# June - Site Feature Highlight - SMS Text Messaging!



## phreebsd

Hello Everyone. 
I will be putting out a monthly "Site Feature Highlights" post.
This is meant to highlight a different, cool feature of the site each month. 
It will help those who are unaware of everything we have setup (we have a lot).
Also, it will help everyone to get the most out of this community we all love.
This month's post will focus on *SMS (text) Messaging*.
Did you know you can send text messages to other members just like you send a PM?
Did you know you can get a text message on your phone when you receive a PM on the site?
I'll show you how! It's easy to configure! I've taken screenshots just in case.


Setup Your Account for SMS Text Messaging
You will need to configure everything from your UserCP. When logged in, click the UserCP link as seen below in the example image.












Scroll down to the Settings & Options Category and click "Edit SMS Options".













Choose your cellular provider. There's lots and we support many countries!













Enter your cell number, then retype it again in the 2nd box.













Now you need to check the box and confirm the cell email address format. Just click the box and save changes.












Now click the link to send yourself a test message. You will also receive a pin # you will need in order to activate 
you account.













Enter the pin you received in the text message and save changes.

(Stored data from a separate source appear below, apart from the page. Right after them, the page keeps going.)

PR #699, opened 2015-09-22
(SERVER-860) Introduce ReentrantReadWriteLock into JRubyPool data structure

rlinehan:
Rename RegisteredLinkedBlockingDeque to JRubyPool and move the locking logic relating to atomic code deploys into this data structure, so that we have one encapsulated datastructure managing the JRuby pool.

Add tests for our required behavior of this encapsulated data structure.

I have tried to separate out the commits so that adding/moving of files is in a separate commit from modifying those commits and is hopefully easier to understand.

### DIFF
--- a/src/clj/puppetlabs/services/jruby/jruby_puppet_internal.clj
+++ b/src/clj/puppetlabs/services/jruby/jruby_puppet_internal.clj
@@ -4,7 +4,8 @@
             [puppetlabs.services.jruby.puppet-environments :as puppet-env]
             [me.raynes.fs :as fs]
             [clojure.tools.logging :as log])
-  (:import (com.puppetlabs.puppetserver PuppetProfiler JRubyPuppet RegisteredLinkedBlockingDeque)
+  (:import (com.puppetlabs.puppetserver PuppetProfiler JRubyPuppet)
+           (com.puppetlabs.puppetserver.pool JRubyPool)
            (puppetlabs.services.jruby.jruby_puppet_schemas JRubyPuppetInstance PoisonPill)
            (java.util HashMap)
            (org.jruby CompatVersion Main RubyInstanceConfig RubyInstanceConfig$CompileMode)
@@ -60,7 +61,7 @@
   "Instantiate a new queue object to use as the pool of free JRubyPuppet's."
   [size]
   {:post [(instance? jruby-schemas/pool-queue-type %)]}
-  (RegisteredLinkedBlockingDeque. size))
+  (JRubyPool. size))
 
 (schema/defn ^:always-validate managed-environment :- jruby-schemas/EnvMap
   "The environment variables that should be passed to the Puppet JRuby
--- a/src/clj/puppetlabs/services/jruby/jruby_puppet_internal.clj
+++ b/src/clj/puppetlabs/services/jruby/jruby_puppet_internal.clj
@@ -154,7 +154,7 @@
 (schema/defn borrow-with-timeout-fn :- JRubyPuppetInternalBorrowResult
   [timeout :- schema/Int
    pool :- jruby-schemas/pool-queue-type]
-  (.pollFirst pool timeout TimeUnit/MILLISECONDS))
+  (.borrowItemWithTimeout pool timeout TimeUnit/MILLISECONDS))
 
 ;;;;;;;;;;;;;;;;;;;;;;;;;;;;;;;;;;;;;;;;;;;;;;;;;;;;;;;;;;;;;;;;;;;;;;;;;;;;;;;
 ;;; Public
@@ -212,7 +212,7 @@
                                                            JRubyPuppet)
                         :scripting-container  scripting-container
                         :environment-registry env-registry})]
-        (.registerLast pool instance)
+        (.register pool instance)
         instance))))
 
 (schema/defn ^:always-validate
@@ -235,7 +235,7 @@
 
 (schema/defn borrow-without-timeout-fn :- JRubyPuppetInternalBorrowResult
   [pool :- jruby-schemas/pool-queue-type]
-  (.takeFirst pool))
+  (.borrowItem pool))
 
 (schema/defn borrow-from-pool!* :- jruby-schemas/JRubyPuppetBorrowResult
   "Given a borrow function and a pool, attempts to borrow a JRuby instance from a pool.
@@ -247,7 +247,7 @@
   (let [instance (borrow-fn pool)]
     (cond (instance? PoisonPill instance)
           (do
-            (.putFirst pool instance)
+            (.returnItem pool instance)
             (throw (IllegalStateException.
                      "Unable to borrow JRuby instance from pool"
                      (:err instance))))
@@ -300,9 +300,10 @@
                      (:id instance)
                      max-requests)
           (flush-instance-fn pool instance))
-        (.putFirst pool instance)))
-    ;; if we get here, we got a Retry, so we just put it back into the pool.
-    (.putFirst (:pool instance) instance)))
+        (.returnItem pool instance)))
+    ;; if we get here, it was from a borrow and we got a Retry, so we just
+    ;; return it to the pool.
+    (.returnItem (:pool instance) instance)))
 
 (schema/defn ^:always-validate new-main :- jruby-schemas/JRubyMain
   "Return a new JRuby Main instance which should only be used for CLI purposes,
--- a/src/java/com/puppetlabs/puppetserver/pool/JRubyPool.java
+++ b/src/java/com/puppetlabs/puppetserver/pool/JRubyPool.java
@@ -44,8 +44,8 @@ public final class JRubyPool<E> implements LockablePool<E> {
     */
     @Override
     synchronized public void register(E e) throws InterruptedException {
-        liveQueue.putLast(e);
         registeredElements.add(e);
+        liveQueue.putLast(e);
     }
 
     /**
--- a/src/java/com/puppetlabs/puppetserver/pool/JRubyPool.java
+++ b/src/java/com/puppetlabs/puppetserver/pool/JRubyPool.java
@@ -166,9 +166,9 @@ public final class JRubyPool<E> implements LockablePool<E> {
     /**
     * Acquires a write lock from <tt>ReentrantReadWriteLock</tt>.
     *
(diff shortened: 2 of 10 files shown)


src/clj/puppetlabs/services/jruby/jruby_puppet_internal.clj
```diff
@@ -299,9 +300,10 @@
                      (:id instance)
                      max-requests)
           (flush-instance-fn pool instance))
-        (.putFirst pool instance)))
-    ;; if we get here, we got a Retry, so we just put it back into the pool.
-    (.putFirst (:pool instance) instance)))
+        (.returnItem pool instance)))
+    ;; if we get here, it was from a borrow and we got a Retry, so we just
+    ;; return it to the pool.
+    (.returnItem (:pool instance) instance)))
```
rlinehan: Copying this comment thread over from #698 (https://github.com/puppetlabs/puppet-server/pull/698#discussion_r40011586) because that was closed.

Chris:
>I think it's probably functionally equivalent, but, technically I think we're putting a Pill back into the pool here, so I wonder if just in terms of semantics it would be better to call your `insertPill` method?

My response:
>I spent a while trying to puzzle over this, and I think that this needs to be a `returnItem`. I changed the `putFirst` in `flush-pool!` to `insertPill` (https://github.com/puppetlabs/puppet-server/pull/698/files#diff-af969cd26304257b62d766cb4c5325faR118), because there there isn't anything holding a read lock; we're just adding the `RetryPoisonPill` to the pool for the first time.

>Here, on the other hand, it's possible that a borrow could have gotten the retry pill (https://github.com/puppetlabs/puppet-server/blob/master/src/clj/puppetlabs/services/jruby/jruby_puppet_service.clj#L106). In that case, since it did a borrow it holds a read lock, which we need to unlock, which is why `returnItem`.

@cprice404 does what I'm saying here make sense, and should I stick with using `returnItem` here?

cprice404: OK, yep, I think you're right.  Good catch.

cprice404:
@camlow325 if you end up with any bandwidth to review this PR, we'd definitely appreciate your input.

src/java/com/puppetlabs/puppetserver/pool/LockablePool.java
```diff
@@ -0,0 +1,25 @@
...
+    public void clear();
+
+    public int remainingCapacity();
+
+    public int size();
+
+    public void lock() throws InterruptedException;
+
+    public void unlock() throws InterruptedException;
+}
```
KevinCorcoran: very minor Java note: all of the `public` modifiers on these methods are redundant; methods in an interface are all always public.

KevinCorcoran: It would also be nice to have javadocs on these methods.

test/unit/puppetlabs/puppetserver/lockable_pool_test.clj
```diff
@@ -0,0 +1,193 @@
...
+    (.returnItem pool instance)))
+
+(deftest pool-lock-is-blocking-test
+  (let [pool (create-populated-pool 3)
+        instances (borrow-n-instances pool 3)
+        future-started? (promise)
+        lock-acquired? (promise)
+        unlock? (promise)]
+    (is (= 3 (count instances)))
+    (let [lock-thread (future (do (deliver future-started? true)
```
KevinCorcoran: This `do` is unnecessary (and there are several more of these below, which are also unnecessary).

test/unit/puppetlabs/puppetserver/lockable_pool_test.clj
```diff
@@ -0,0 +1,193 @@
...
+      (is (true? true))
+      (let [borrow-thread-1 (future (do
+                                      (let [instance (.borrowItem pool)]
+                                        (.returnItem pool instance))))
+            borrow-thread-2 (future (do
+                                      (let [instance (.borrowItem pool)]
+                                        (.returnItem pool instance))))]
+        ;; this is racey, but the only ways i could think of to make it non-racey
+        ;; depended on knowledge of the implementation
+        (Thread/sleep 500)
```
KevinCorcoran: @cprice404 - Do you remember what those other ways were?  It seems quite possible that it would preferable for this test to depend on the implementation if that enabled the elimination of this race condition.

(sorry, I realize this is asking a question about code you *didn't* write several weeks ago).

KevinCorcoran: ... especially since the test below is dependent on the current implementation of `JRubyPool` and specifically calls that out.

KevinCorcoran:
:see_no_evil:

rlinehan:
I've pushed up several commits addressing feedback; mostly cleanup things and adding javadocs. I think I've addressed all feedback except for dealing with the race condition in `pool-lock-reentrant-with-many-borrows-test`.

test/unit/puppetlabs/puppetserver/lockable_pool_test.clj
```diff
@@ -0,0 +1,191 @@
...
+        (is (not (realized? borrow-thread-2)))
+
+        ;; Current implementation of JRubyPool is not reentrant. This assertion
+        ;; tests that the error we expect is thrown, rather than a deadlock
+        ;; happening. The tests for the behavior we want have been commented out
+        ;; until we change the implementation.
+        (is (thrown? IllegalStateException (.borrowItem pool)))
+        ;; (let [instance (.borrowItem pool)]
+        ;;   (is (true? true))
+        ;;   (.returnItem pool instance))
```
cprice404: So, this whole test is effectively commented out because we don't acutually support re-entrant borrows... so it seems like it would probably make sense to just comment out those lines as well?  And worry about race conditions when we move to an implementation that is re-entrant?

KevinCorcoran: that would be fine with me

src/java/com/puppetlabs/puppetserver/pool/JRubyPool.java
```diff
@@ -0,0 +1,194 @@
...
+    * This method is analagous to <tt>putLast</tt> in the
+    * <tt>LinkedBlockingDeque</tt> class, but also causes the element to be
+    * added to the list of "registered" elements that will be returned by
+    * <tt>getRegisteredInstances</tt>.
+    *
+    * Note that this method is synchronized to try to ensure that the addition
+    * to the queue and the list of registered instances are visible roughly
+    * atomically to consumers, but because the underlying queue uses its own
+    * lock, it is possible for it to be modified on another thread while this
+    * method is being executed.
```
KevinCorcoran: I got pretty hung-up trying to understand this paragraph.  It particular, I think the phrase `visible roughly atomically` is pretty confusing.

src/java/com/puppetlabs/puppetserver/pool/JRubyPool.java
```diff
@@ -0,0 +1,194 @@
...
+    */
+    @Override
+    public int size() {
+        return liveQueue.size();
+    }
+
+    /**
+    * Acquires a write lock from <tt>ReentrantReadWriteLock</tt>.
+    *
+    * Note that this implementation does not fulfill requirement (e); with
```
KevinCorcoran: What is `requirement (e)`?

KevinCorcoran: Oh, I see, it's in the javadocs on the interface.  Might want to explain that.

KevinCorcoran:
:+1:

src/java/com/puppetlabs/puppetserver/pool/JRubyPool.java
rlinehan: I just copied back in the paragraph that Chris had here before. TBH I also find it pretty hard to understand. I'll try to see if I can improve it though...

rlinehan: In the process of trying to come up with a better description of this, I discovered that I messed up in a previous commit and accidentally reordered the `.putLast` and the `.add` to `registeredElements` (https://github.com/rlinehan/puppet-server/commit/67afeb70eb1bf813009bdf2a8d5c28137f135eb7#diff-42395ae4a364917085c26d57d9e4cf85R20). I've added a commit 8a8e636 fixing this. (Thanks @scottyw for helping me work through this!)

rlinehan: Trying to come up with a better explanation of this...

~~~
This method is synchronized not for thread safety, but to try to ensure that
to consumers of this class adding an instance to the queue and adding it to
the set of registered elements is visible roughly atomically. `synchronize`
guarantees that registration is atomic, so (ignoring borrows happening)
`RegisteredElements` and `liveQueue` can only diverge by 1. "This is only
"roughly" atomic, as the underlying queue uses its own lock, so it is
possible for it to be modified on another thread while this method is being
executed.
 ~~~

suggestions/improvements welcome.

test/unit/puppetlabs/puppetserver/lockable_pool_test.clj
rlinehan: addressed in 9eb12e1aea53421b6fa8a038ef7938449fc08f04

src/java/com/puppetlabs/puppetserver/pool/JRubyPool.java
cprice404: That sounds fine (and better).  TBH I don't think it is worth spending a bunch of time on this right now so I'd say change it to that and then let's put this to bed.

cprice404:
@camlow325 what's the likelihood you'd be able to give this a quick skim tomorrow?  I think we need to get it merged before EOW so if you won't have bandwidth, we'll just have to merge it anyway and maybe you can retroactively review later?

camlow325:
@cprice404 Have a few things I want to take care of this morning but will aim to take a look at this today.  If I haven't gotten to it by then, though, I'm good with ye just merging it anyway, and I could then take a look back at it later.

cprice404:
@camlow325 merging this as it is blocking other work.  Would still appreciate your input.

PR #702, opened 2015-09-22
(MAINT) Bump Puppet submodule to 3.8.3

dankreek:


camlow325:
I think we may also need to update the `PUPPET_BUILD_VERSION` in `acceptance/lib/helper.rb` to `3.8.3`?  Not totally sure how that gets used, TBH.

camlow325:
Also, there's a test in `puppet-server-lib/puppet/jvm/master_spec.rb` that would need to have an assertion reference of `3.8.1` bumped up to `3.8.3`, I think.

camlow325:
Also, it looks like Travis wasn't running for this PR.  May need to add "1.x" to the `.travis.yml` file to make this happen - https://github.com/puppetlabs/puppet-server/blob/1.x/.travis.yml#L19-L20?  Would be good to just take care of that on this PR so we don't forget for next time.

camlow325:
:+1: other than bumping `PUPPET_BUILD_VERSION`, the version being picked up in the `master_spec.rb`, and re-enabling Travis runs for the 1.x branch.

camlow325:
:+1:

PR #703, opened 2015-09-22
(MAINT) Bump Puppet submodule to 4.2.2

dankreek:


camlow325:
I also think we should bump the `PUPPET_BUILD_VERSION` in `acceptance/lib/helper.rb` up to `1.2.5` as part of this PR.  `1.2.5` is the latest `puppet-agent` package, and it includes Puppet `4.2.2`.  This should ensure that we're getting the right version when installing from packages in CI.

camlow325:
:+1: other than bumping up to a newer version of `puppet-agent`.

camlow325:
:+1:

PR #910, opened 2016-02-12
(SERVER-1131) Throw a better error message for commands with arguments

haus:
Previously if a command with arguments were passed to
shell-utils/execute-command, it would throw an error about
'/usr/bin/echo foo' command does not exist. This commit updates the
validation to throw an error if the command does not exist, but the
first part when split on a space does exist.


fpringvaldsen:
:+1:

haus:
I think once this is merged, I or someone could add something to validate-config! in versioned-code-service to make sure that the settings for vcs are valid commands and fail if not.

jpinsonault:
:+1:

PR #911, opened 2016-02-12
(SERVER-1107) Fail fast on non-zero exit code

fpringvaldsen:
Previously, if the `code-id-command` returned a non-zero exit
code, `nil` was returned for the code-id and inserted into the
catalog.

This commit modifies this behavior so that instead of returning
nil, an exception is thrown, which causes the catalog request
to fail.

### DIFF
--- a/src/clj/puppetlabs/services/versioned_code_service/versioned_code_core.clj
+++ b/src/clj/puppetlabs/services/versioned_code_service/versioned_code_core.clj
@@ -31,10 +31,14 @@
                "Command executed: '%s', error generated: '%s'")
               cmd (.getMessage e)))
 
-(schema/defn ^:always-validate execute-code-id-script! :- (schema/maybe schema/Str)
+(schema/defn ^:always-validate execute-code-id-script! :- schema/Str
   [code-id-script :- schema/Str
    environment :- schema/Str]
-  (let [log-execution-error! #(log/error (execution-error-msg code-id-script %))]
+  (let [code-id-error-msg "code-id could not be retrieved"
+        log-execution-error! #(log/error (execution-error-msg code-id-script %))
+        throw-execution-error! (fn []
+                                 (throw (IllegalStateException.
+                                          code-id-error-msg)))]
     (try
       (let [{:keys [exit-code stderr stdout]} (shell-utils/execute-command
                                                code-id-script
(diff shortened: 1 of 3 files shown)


haus:
@fpringvaldsen there are other exceptions that can happen during command execution. currently those get caught and an error message is logged. should we be rethrowing for those cases as well?

fpringvaldsen:
@haus I think we're rethrowing all exceptions caught in `execute-code-content-script!` already

haus:
@fpringvaldsen i was thinking of

```
       (catch IllegalArgumentException e
          (log-execution-error! e))
        (catch IOException e
         (log-execution-error! e))
       (catch InterruptedException e
         (log-execution-error! e)))))
```
which are all in `execute-code-id-script!` Those all just call `log/error` so I imagine they are currently returning nil.

fpringvaldsen:
Oh, I was looking at the wrong function.

I agree with you, if we're trying to fast-fail a catalog request if the code-id command returns a non-zero exit code, then it follows that we would also want to fast-fail the catalog request if an exception occurred while trying to execute the command.

I can go ahead and change those calls so that they re-throw the exception.

jpinsonault:
`execute-code-id-script!`'s schema should probably be updated to not be a `maybe`

fpringvaldsen:
@jpinsonault That's a good idea, I'll go ahead and incorporate that

jpinsonault:
:+1:

fpringvaldsen:
@jpinsonault @haus I've just pushed up a new commit. We will now always fail a catalog request if something goes wrong calculating the code-id.

haus:
@fpringvaldsen looks like this needs a rebase.

haus:
LGTM. There's a little new repetition with the log and throw, but I'm not sure it's worth trying to refactor. :+1:

src/clj/puppetlabs/services/versioned_code_service/versioned_code_core.clj
```diff
@@ -55,13 +59,16 @@
...
+        (log-execution-error! e)
+        (throw-execution-error!))
       (catch IOException e
-        (log-execution-error! e))
+        (log-execution-error! e)
+        (throw-execution-error!))
       (catch InterruptedException e
-        (log-execution-error! e)))))
+        (log-execution-error! e)
+        (throw-execution-error!)))))
```
KevinCorcoran: This looks like it's turned into a bit of a mess.

First of all, why are we catching `IllegalArgumentException` here?  That looks a little suspicious; I doubt that's to catch an error from a call into 3rd party code, and if it's our code that we're expecting to throw an IAE, we should change that to use a slingshot exception if possible.

Second, instead of logging the original exception and then throwing a different one, can we:
a) Just remove this exception handling altogether?
b) Failing that, remove the logging and "wrap and re-throw" i.e. ...
```clj
(catch IOException e
  (throw (IllegalStateException. code-id-error-msg e))
```
(note that the original exception `e` is "wrapped" into the 2nd exception).

haus:
Replaced by https://github.com/puppetlabs/puppet-server/pull/915.

PR #912, opened 2016-02-12
(maint) Return 400 is no environment is in a catalog request

haus:
Previously, because with-code-id simply threw an exception, catalog
requests without an environment would return a 500. A bad request of 400
seems like a better match for the expected return code (as the client
controls whether or not an environment is included in the request), so
this commit updates with-code-id to throw a bad request if no
environment is present in the request.

### DIFF
--- a/test/integration/puppetlabs/general_puppet/general_puppet_int_test.clj
+++ b/test/integration/puppetlabs/general_puppet/general_puppet_int_test.clj
@@ -81,7 +81,18 @@
       (let [catalog (testutils/get-catalog)]
         (is (nil? (get catalog "code_id")))
         (is (logged? #"Non-zero exit code returned while running" :error))
-        (is (logged? #"Executed an external process which logged to STDERR: production" :warn)))))))
+        (is (logged? #"Executed an external process which logged to STDERR: production" :warn))))))
+  (testing "code id is not added and 400 is returned if environment is not included in request"
+    (logging/with-test-logging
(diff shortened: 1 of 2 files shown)


fpringvaldsen:
:+1:

test/integration/puppetlabs/general_puppet/general_puppet_int_test.clj
```diff
@@ -72,7 +72,17 @@
...
         (is (logged? #"Non-zero exit code returned while running" :error))
-        (is (logged? #"Executed an external process which logged to STDERR: production" :warn)))))))
+        (is (logged? #"Executed an external process which logged to STDERR: production" :warn))))))
+  (testing "code id is not added and 400 is returned if environment is not included in request"
+    (logging/with-test-logging
+     (bootstrap/with-puppetserver-running
+      app {:jruby-puppet
+           {:max-active-instances num-jrubies}
+           :versioned-code
+           {:code-id-command (script-path "echo")}}
```
jpinsonault: Will this need a `:code-content-command` after that last config-validation PR was merged?

haus: yes, otherwise the very worst things will happen

haus:
@jpinsonault updated.

jpinsonault:
Tests passed locally (thanks travis), merging

PR #913, opened 2016-02-16
SERVER-1118 Validate code-id-command in FOSS

erikPrime:


erikPrime:
Let me know when I ought to squish commits.

PR #915, opened 2016-02-17
(SERVER-1107) Fail on non-zero exit from code-id-command

haus:
Previously, if the `code-id-command` returned a non-zero exit
code, `nil` was returned for the code-id and inserted into the
catalog.

This commit modifies this behavior so that instead of returning
nil, an exception is thrown, which causes the catalog request
to fail.

### DIFF
--- a/src/clj/puppetlabs/services/versioned_code_service/versioned_code_core.clj
+++ b/src/clj/puppetlabs/services/versioned_code_service/versioned_code_core.clj
@@ -36,10 +36,14 @@
                "Command executed: '%s', error generated: '%s'")
               cmd (.getMessage e)))
 
-(schema/defn ^:always-validate execute-code-id-script! :- (schema/maybe schema/Str)
+(schema/defn ^:always-validate execute-code-id-script! :- schema/Str
   [code-id-script :- schema/Str
    environment :- schema/Str]
-  (let [log-execution-error! #(log/error (execution-error-msg code-id-script %))]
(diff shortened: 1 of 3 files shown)


src/clj/puppetlabs/services/versioned_code_service/versioned_code_core.clj
```diff
@@ -36,37 +36,28 @@
...
+    ;; - exit code is 0 and no stderr generated: groovy. return stdout
+    ;; - exit code is 0 and stderr was generated: that's fine. log an error
+    ;;   about the stderr and return stdout.
+    ;; - exit code is non-zero: oh no! throw an error with all the details
+    (if (zero? exit-code)
+      (do
+        (when-not (string/blank? stderr)
+          (log/error (success-with-stderr-msg code-id-script stderr)))
+        (string/trim-newline stdout))
+      (throw (IllegalStateException. (nonzero-msg code-id-script exit-code stdout stderr))))))
```
jpinsonault: Nice, looks way cleaner

jpinsonault:
Looks like @KevinCorcoran's comment from the previous PR were addressed. I'm :+1:

src/clj/puppetlabs/services/versioned_code_service/versioned_code_core.clj
KevinCorcoran: so much cleaner now!  :fireworks:

KevinCorcoran:
thanks for wrapping this up @haus

PR #916, opened 2016-02-17
(SERVER-1143) Auth rule for static file content

jpinsonault:
This PR adds an auth rule to allow authenticated access to the
static_file_content endpoint, and adds the associated acceptance test

### DIFF
--- a/acceptance/suites/tests/authorization/default_rules.rb
+++ b/acceptance/suites/tests/authorization/default_rules.rb
@@ -135,6 +135,13 @@ with_puppet_running_on(master, {}) do
     assert_allowed
   end
 
+  step 'static file content endpoint' do
+    # We'd actually need to perform a commit and use its code-id in order to
+    # get back a 200, but we know that a 400 means we got past authorization
+    curl_authenticated('/puppet/v3/static_file_content/foo/bar?environment=production')
+    assert_allowed(400)
+  end
+
   step 'certificate_revocation_list endpoint' do
     curl_authenticated('/puppet-ca/v1/certificate_revocation_list/ca?environment=production')
     assert_allowed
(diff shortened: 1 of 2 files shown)


acceptance/suites/tests/authorization/default_rules.rb
```diff
@@ -135,6 +135,13 @@ def report_query(node)
     assert_allowed
   end
 
+  step 'static file content endpoint' do
+    # We'd actually need to perform a commit and use its code-id in order to
+    # get back a 200, but we know that a 400 means we got past authorization
```
KevinCorcoran: Would it be worth, at least, adding a test case which makes a request without a client cert and verifies that the response is a 404?

This is rather weak test, but ... aside from adding the other case I just mentioned, I don't have any other ideas on how to immediately improve this.  I am assume other testing of `/static_file_content` endpoint is coming in the near future from @erikPrime.

KevinCorcoran:
@camlow325 would you mind taking a look at this?  would appreciate a brief review from you as the tk-auth expert.

acceptance/suites/tests/authorization/default_rules.rb
```diff
@@ -135,6 +135,13 @@ def report_query(node)
...
+    curl_authenticated('/puppet/v3/static_file_content/foo/bar?environment=production')
+    assert_allowed(400)
+  end
```
camlow325: It would be good to add a `curl_unauthenticated` test for this - to confirm that you get an HTTP 403 when you try to hit the endpoint with no client certificate.  I'm assuming that's the behavior we want for this endpoint, right, @KevinCorcoran?

KevinCorcoran: :)  yes, exactly what I suggested above.  Although I mistakenly said 404 when I should have said 403.

camlow325: Ah, okay.  :+1: then.

camlow325:
:+1: overall from me other than the one question on adding an "unauthorized" beaker test.

jpinsonault:
@camlow325 Added an unauthenticated test

KevinCorcoran:
LGTM :shipit:

acceptance/suites/tests/authorization/default_rules.rb
haus: To get back a 200, we would also need a valid file path inside of a module (`modules/files/foo/bar` for example).

haus:
:+1:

Now check these 2 boxes. THe first checkbox will tell the site to send you a text message when you receive a PM. The
2nd check box will allow users to text you via the forum. You can also set a limit on the number of texts the site is allowed to 
send you per day. 
(note - you must have "Receive Email from Members" checked for this to work. I think this is set for everyone anyway.
if you want to check it you can do so here)










The configuration is now complete!


*Using the feature*

Here's how to send text messages to other members
There are 2 ways to send a text message to other members.
The first method involves click the user's name in any post. In the dropdown list choose "Send Text Message to User2TextHere"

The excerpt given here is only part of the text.